Potrzebne są etapy płukania, aby usunąć chromatynę niezwiązaną z przeciwciałem, a następnie odwrócenie wiązań krzyżowych (dla X-ChIP) i oczyszczenie DNA. Dodatkowo, należy przeprowadzić kontrolne IP IgG w celu określenia tła (sygnał:szum). Przeciwciała kontroli pozytywnej (np. całkowity histon H3) i/lub primery qPCR kontroli pozytywnej (dla znanych pozytywnych i negatywnych loci wiążących białka docelowe) muszą być również włączone w celu określenia wiązania niespecyficznego. Aby uzyskać optymalne wyniki, QC chromatyny IP przez qPCR należy przeprowadzić przed dalszą analizą NGS.
6.8 Jak eluować chromatynę z kulek białka A/G
Chromatyna jest eluowana z kulek białka A/G przy użyciu detergentu i ciepła. Niska prędkość „worteksowania” lub mieszania jest wymagana do utrzymania kulek w zawiesinie i zwiększenia elucji chromatyny.

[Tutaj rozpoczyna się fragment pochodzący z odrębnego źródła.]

PR #3440, opened 2023-04-03
docs: Flesh out openapi for tag: Environments

chriswk:
### What
This fleshes out the documentation for actions tagged with Environments. 

A rather small PR since previous efforts had covered most of the operations already.

### DIFF
--- a/src/lib/openapi/spec/environment-project-schema.ts
+++ b/src/lib/openapi/spec/environment-project-schema.ts
@@ -15,7 +15,7 @@ export const environmentProjectSchema = {
             type: 'string',
             example: 'production',
             description:
-                'The type of environment. Typically either development (non-production) or production',
+                'The [type of environment](https://docs.getunleash.io/reference/environments#environment-types).',
         },
         enabled: {
             type: 'boolean',
--- a/src/lib/openapi/spec/environment-project-schema.ts
+++ b/src/lib/openapi/spec/environment-project-schema.ts
@@ -42,7 +42,7 @@ export const environmentProjectSchema = {
             minimum: 0,
             example: 5,
             description:
-                'How many client and frontend API tokens that have access to this project',
+                'The number of client and front-end API tokens that have access to this project',
         },
         projectEnabledToggleCount: {
             type: 'number',
--- a/src/lib/openapi/spec/environment-project-schema.ts
+++ b/src/lib/openapi/spec/environment-project-schema.ts
@@ -6,7 +6,7 @@ export const environmentProjectSchema = {
     additionalProperties: false,
     required: ['name', 'type', 'enabled'],
     description:
-        "Describes an environment as it's configured for the project it's connected to",
+        "Describes a project's configuration in a given environment.",
     properties: {
         name: {
             type: 'string',
--- a/src/lib/openapi/spec/environment-project-schema.ts
+++ b/src/lib/openapi/spec/environment-project-schema.ts
@@ -27,7 +27,7 @@ export const environmentProjectSchema = {
             type: 'boolean',
             example: false,
             description:
-                '`true` if the environment is not removable, otherwise `false`',
+                '`true` if the environment is protected, otherwise `false`. A *protected* environment can not be deleted.',
         },
         sortOrder: {
             type: 'number',
--- a/src/lib/openapi/spec/environment-project-schema.ts
+++ b/src/lib/openapi/spec/environment-project-schema.ts
@@ -35,7 +35,7 @@ export const environmentProjectSchema = {
             type: 'integer',
             example: 1,
             description:
-                'Priority of the environment in a list of environments, the lower value, the higher up in the list the environment will appear',
+                'Priority of the environment in a list of environments, the lower the value, the higher up in the list the environment will appear',
         },
         projectApiTokenCount: {
             type: 'integer',
--- a/src/lib/openapi/spec/environment-project-schema.ts
+++ b/src/lib/openapi/spec/environment-project-schema.ts
@@ -8,22 +8,37 @@ export const environmentProjectSchema = {
     properties: {
         name: {
             type: 'string',
+            example: 'development',
+            description: 'The name of the environment',
         },
         type: {
             type: 'string',
+            example: 'production',
+            description:
+                'The type of environment. Typically either development (non-production) or production',
         },
         enabled: {
             type: 'boolean',
+            example: true,
+            description:
+                '`true` if the environment is enabled for the project, otherwise `false`',
         },
         protected: {
             type: 'boolean',
+            example: false,
+            description:
+                '`true` if the environment is not removable, otherwise `false`',
         },
         sortOrder: {
             type: 'number',
+            example: 1,
+            description:
+                'Priority of the environment in a list of environments, the lower value, the higher up in the list the environment will appear',
         },
         projectApiTokenCount: {
             type: 'number',
             nullable: true,
+            description: 'How many API tokens are register',
         },
         projectEnabledToggleCount: {
             type: 'number',
--- a/src/lib/openapi/spec/environment-project-schema.ts
+++ b/src/lib/openapi/spec/environment-project-schema.ts
@@ -5,6 +5,8 @@ export const environmentProjectSchema = {
     type: 'object',
     additionalProperties: false,
     required: ['name', 'type', 'enabled'],
+    description:
+        "Describes an environment as it's configured for the project it's connected to",
     properties: {
         name: {
             type: 'string',
@@ -30,19 +32,24 @@ export const environmentProjectSchema = {
                 '`true` if the environment is protected, otherwise `false`. A *protected* environment can not be deleted.',
         },
         sortOrder: {
-            type: 'number',
+            type: 'integer',
             example: 1,
             description:
                 'Priority of the environment in a list of environments, the lower value, the higher up in the list the environment will appear',
         },
         projectApiTokenCount: {
-            type: 'number',
-            nullable: true,
-            description: 'How many API tokens are register',
+            type: 'integer',
+            minimum: 0,
+            example: 5,
+            description:
+                'How many client and frontend API tokens that have access to this project',
         },
         projectEnabledToggleCount: {
             type: 'number',
-            nullable: true,
+            minimum: 0,
+            example: 7,
+            description:
+                'Number of features enabled in this environment for this project',
         },
     },
     components: {},
--- a/src/lib/openapi/spec/environment-project-schema.ts
+++ b/src/lib/openapi/spec/environment-project-schema.ts
@@ -4,9 +4,16 @@ export const environmentProjectSchema = {
     $id: '#/components/schemas/environmentProjectSchema',
     type: 'object',
     additionalProperties: false,
-    required: ['name', 'type', 'enabled'],
-    description:
-        "Describes a project's configuration in a given environment.",
+    required: [
+        'name',
+        'type',
+        'enabled',
+        'protected',
+        'sortOrder',
+        'projectApiTokenCount',
+        'projectEnabledToggleCount',
+    ],
+    description: "Describes a project's configuration in a given environment.",
     properties: {
         name: {
             type: 'string',
--- a/src/lib/openapi/spec/environment-project-schema.ts
+++ b/src/lib/openapi/spec/environment-project-schema.ts
@@ -4,15 +4,7 @@ export const environmentProjectSchema = {
     $id: '#/components/schemas/environmentProjectSchema',
     type: 'object',
     additionalProperties: false,
-    required: [
-        'name',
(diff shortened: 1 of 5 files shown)


src/lib/openapi/spec/environment-project-schema.ts
```diff
@@ -8,22 +8,37 @@ export const environmentProjectSchema = {
...
         name: {
             type: 'string',
+            example: 'development',
+            description: 'The name of the environment',
         },
         type: {
             type: 'string',
+            example: 'production',
+            description:
+                'The type of environment. Typically either development (non-production) or production',
```
thomasheartman, line 18: A couple things:
1. We should link to environment types here (added in the suggestion).
2. Is this a "read" schema / is it returned by a GET call? If so, I don't think we need the sentence about what it probably is. (removed in suggestion)

```suggestion
                'The [type of environment](https://docs.getunleash.io/reference/environments#environment-types).',
```

src/lib/openapi/spec/environment-project-schema.ts
```diff
@@ -8,22 +8,37 @@ export const environmentProjectSchema = {
...
             type: 'boolean',
+            example: true,
+            description:
+                '`true` if the environment is enabled for the project, otherwise `false`',
         },
         protected: {
             type: 'boolean',
+            example: false,
+            description:
+                '`true` if the environment is not removable, otherwise `false`',
```
thomasheartman, line 30: What does removable mean here? Does that mean that it can't be deleted? If so, how about something like this?

```suggestion
                '`true` if the environment is protected, otherwise `false`. A *protected* environment can not be deleted.',
```

src/lib/openapi/spec/environment-project-schema.ts
```diff
@@ -8,22 +8,37 @@ export const environmentProjectSchema = {
...
         },
         sortOrder: {
             type: 'number',
+            example: 1,
+            description:
+                'Priority of the environment in a list of environments, the lower value, the higher up in the list the environment will appear',
```
thomasheartman, line 36: I think I've asked this before, but there's no minimum or maximum for this right? Negative numbers are also okay? Do they have to be integers?

```suggestion
            example: 1,
            description:
                'Priority of the environment in a list of environments, the lower the value, the higher up in the list the environment will appear',
```

src/lib/openapi/spec/environment-project-schema.ts
thomasheartman, line 1: I'd like the schema itself to have a description as well, and not just its fields. What does the schema describe?

src/lib/openapi/spec/environment-project-schema.ts
```diff
@@ -8,22 +8,37 @@ export const environmentProjectSchema = {
...
         },
         projectApiTokenCount: {
             type: 'number',
             nullable: true,
+            description: 'How many API tokens are register',
```
thomasheartman, line 41: So this field can be a number OR null OR undefined (equivalent to `number | null | undefined` in TS)? When is it anything but a number? That should be mentioned in the description.

Also, I'm not sure I understand the description here. What does it mean? And what kind of API tokens does it count?

This suggestion needs to be reworked before it's ready.

```suggestion
            nullable: true,
            description: 'The number of client API tokens that have access to this project. `null` if .... `undefined` if ...'.
```

src/lib/openapi/spec/environment-schema.ts
```diff
@@ -25,12 +25,14 @@ export const environmentSchema = {
         },
         protected: {
             type: 'boolean',
+            example: true,
+            description: '`true` if the environment is a protected environment',
```
thomasheartman, line 29: As in the previous comment. What is a protected environment? If this shows up in a lot of places, we should add it to the docs. I couldn't find anything about protected environments in the docs, so we should probably add it anyway.

src/lib/routes/admin-api/environments.ts
```diff
@@ -73,8 +80,10 @@ export class EnvironmentsController extends Controller {
                 openApiService.validPath({
                     tags: ['Environments'],
                     operationId: 'getEnvironment',
+                    description: 'Gets the environment with `name`',
```
thomasheartman, line 83: This is the environment ID, right? Or is it its name? We should also have a summary.

```suggestion
                    summary: 'Get environment by ID',
                    description: 'Gets the environment whose ID is `name`',
```

src/lib/routes/admin-api/environments.ts
```diff
@@ -58,8 +61,12 @@ export class EnvironmentsController extends Controller {
             middleware: [
                 openApiService.validPath({
                     tags: ['Environments'],
+                    description: 'Gets all environments',
```
thomasheartman, line 64: This should probably be a summary and not a description.

We haven't discussed this previously and it's not written down (I'll do it 🙋🏼), but summaries should probably be expressed as a "bare infinitive", as in "call this endpoint to [summary]".



```suggestion
                    summary: 'Get all environments',
                    description: 'Retrieves all environments that exist in this Unleash instance.'
```

src/lib/routes/admin-api/environments.ts
```diff
@@ -89,8 +98,11 @@ export class EnvironmentsController extends Controller {
                 openApiService.validPath({
                     tags: ['Environments'],
                     operationId: 'getProjectEnvironments',
+                    description:
+                        'Gets the environments that are available for this project',
```
thomasheartman, line 102: Something like this, maybe? What makes an environment available?

```suggestion
                    summary: 'Get environments available to a project',
                    description:
                        'Gets all environments that are available for the specified project. An environment is considered available if ... what?',
```

src/lib/routes/admin-api/environments.ts
```diff
@@ -104,9 +116,14 @@ export class EnvironmentsController extends Controller {
             middleware: [
                 openApiService.validPath({
                     tags: ['Environments'],
+                    description:
+                        'Updates sort orders for the named environments',
```
thomasheartman, line 120:
```suggestion
                    summary: 'Update environment sort orders'
                    description:
                        'Updates sort orders for the named environments. Environments not specified are unaffected.',
```

src/lib/routes/admin-api/environments.ts
```diff
@@ -120,8 +137,12 @@ export class EnvironmentsController extends Controller {
             middleware: [
                 openApiService.validPath({
                     tags: ['Environments'],
+                    description: 'Toggles the environment with `name` on',
```
thomasheartman, line 140: Is this enable/disable environments for the global unleash instance or for projects? If the former, is it whether an env should be deprecated or not? 

I think the description could be a bit clearer on what this does. The operation is also missing a summary.

src/lib/routes/admin-api/environments.ts
```diff
@@ -135,8 +156,12 @@ export class EnvironmentsController extends Controller {
             middleware: [
                 openApiService.validPath({
                     tags: ['Environments'],
+                    description: 'Toggles the environment with `name` off',
```
thomasheartman, line 159: Same comment here as for the `on` endpoint above: there's no summary and I'm don't understand what turning an environment on or off means.

thomasheartman (changes requested):
Ayy, that was fast 🥳 Nice work, but I have a few suggestions, a few questions, and a few recommendations 😄 If you're wondering about anything, please let me know. I'll go ahead and update the parent task in the meantime

src/lib/openapi/spec/environment-project-schema.ts
chriswk: Agreed.

src/lib/openapi/spec/environment-project-schema.ts
chriswk: No min or max, should be integers yes, I don't think we accept decimals.

src/lib/openapi/spec/environment-project-schema.ts
chriswk: Agreed. Will fix

src/lib/openapi/spec/environment-project-schema.ts
thomasheartman: Nice, thanks! In that case, I think there's only a missing "the" in the sentence (as mentioned in the suggestion) 😄

src/lib/openapi/spec/environment-project-schema.ts
```diff
@@ -5,29 +5,51 @@ export const environmentProjectSchema = {
...
+                'Priority of the environment in a list of environments, the lower value, the higher up in the list the environment will appear',
         },
         projectApiTokenCount: {
-            type: 'number',
-            nullable: true,
+            type: 'integer',
+            minimum: 0,
+            example: 5,
+            description:
+                'How many client and frontend API tokens that have access to this project',
```
thomasheartman, line 45: Great! I suggest rewording it to the suggestion below, but I'll leave it up to you.


```suggestion
                'The number of client and front-end API tokens that have access to this project',
```

src/lib/openapi/spec/environment-project-schema.ts
```diff
@@ -5,29 +5,51 @@ export const environmentProjectSchema = {
     type: 'object',
     additionalProperties: false,
     required: ['name', 'type', 'enabled'],
```
thomasheartman, line 7: So here's a thing to discuss. The way OpenAPI works, **all** properties that aren't specified in the `required` list are considered optional. From [the OpenAPI docs](https://swagger.io/docs/specification/data-models/data-types/#required):

>  By default, all object properties are optional. You can specify the required properties in the required list: 

That means, they can be undefined (as in: not included in the object). My guess is that most of the other fields on this schema aren't optional: they're always there. Can we specify all the properties that aren't optional in this list. And if a property really is optional, then its description should explicitly state when it will be missing. What do you think?

src/lib/openapi/spec/environment-project-schema.ts
```diff
@@ -5,29 +5,51 @@ export const environmentProjectSchema = {
...
+    description:
+        "Describes an environment as it's configured for the project it's connected to",
```
thomasheartman, line 9: Non-blocking and up to you, but I feel like this is actually describing a project and not an environment. Maybe we can flip it on its head? It's a tricky thing to explain, this 😅 

```suggestion
        "Describes a project's configuration in a given environment.",
```

src/lib/openapi/spec/environment-project-schema.ts
```diff
@@ -5,29 +5,51 @@ export const environmentProjectSchema = {
...
+            description:
+                'How many client and frontend API tokens that have access to this project',
         },
         projectEnabledToggleCount: {
             type: 'number',
-            nullable: true,
+            minimum: 0,
+            example: 7,
+            description:
+                'Number of features enabled in this environment for this project',
```
thomasheartman, line 52: Missing a definite article here

```suggestion
                'The number of features enabled in this environment for this project',
```

src/lib/openapi/spec/environments-project-schema.ts
```diff
@@ -6,6 +6,7 @@ export const environmentsProjectSchema = {
     type: 'object',
     additionalProperties: false,
     required: ['version', 'environments'],
+    description: 'Environments defined for the current project',
```
thomasheartman, line 9: I'd switch this to something like this:

```suggestion
    description: 'Environments defined for a given project',
```

There's not necessarily a "current" project when you're working with APIs or reading specs, so I think this is clearer.

thomasheartman (commented):
Good going! 🙌🏼  Looks like you're still looking through some of the comments I left, but I had another look now. I think an important thing that we should get out of the way is how `required` properties work in OpenAPI (refer to the comment about that specifically): everything not mentioned explicitly can be undefined according to the spec. 

Let's figure out how we want to treat that.

src/lib/openapi/spec/environment-project-schema.ts
chriswk: I think you're right, since this is a response schema, not a request schema, it should be safe to mark them all as required. I'll update the PR

chriswk: Hmm, interesting discussion. The types we're returning here has these fields set as optional, so should we guarantee that they are here using required and change the Typescript type as well?

chriswk: I see we have a call for Environments which does not return counts.

chriswk: I'm guessing this is an instance of reusing types multiple places, where what we'd like is at least two different types, one with counts and one without, instead of trying to reuse the same type by making the fields optional

thomasheartman (approved):
Perfect! Yeah, this looks great to me for now 😄 I agree with the separate PR to split out the environment schemas from the other schemas, so let's get this done for now 💯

6.9 Jak odwrócić wiązania krzyżowe chromatyny
Wiązania krzyżowe są odwracane przez wysokie ciepło i wysoką sól (oba te składniki są niezbędne). Proteinaza K jest również dodawana do trawienia powiązanych białek chromatyny i dodawanych przeciwciał, co pozwala na bardziej wydajne oczyszczanie DNA.
6.10 Jak oczyszczać DNA
Po usunięciu wiązań krzyżowych chromatyny, DNA jest oczyszczane za pomocą klasycznych metod fenolowo-chloroformowych, po których następuje wytrącanie etanolem lub za pomocą zestawów do oczyszczania DNA na kolumnach.
Jak analizować wzbogacone DNA
Po oczyszczeniu DNA można przeprowadzić kilka analiz downstream, w tym ChIP-PCR, ChIP-qPCR, ChIP-chip i ChIP-seq.
7.1 Analiza ChIP-PCR i ChIP-qPCR
Analizy ChIP-PCR i ChIP-qPCR są najlepsze do analizy pojedynczych genów i mogą być stosowane do amplifikacji i kwantyfikacji specyficznych fragmentów DNA w szybki i opłacalny sposób.
7.2 Analiza ChIP-chip
Analiza ChIP-chip wykorzystująca mikroukłady mikromacierzy DNA w celu stworzenia obejmującej cały genom, wysokiej rozdzielczości mapy wiązania białek i ich modyfikacji.
7.3 Analiza ChIP-seq
Analiza ChIP-seq wykorzystuje standardową technologię NGS do zestrojenia oczyszczonego DNA z uprzednio zanotowanymi całymi genomami w celu identyfikacji profili wiązania białek obejmujących cały genom.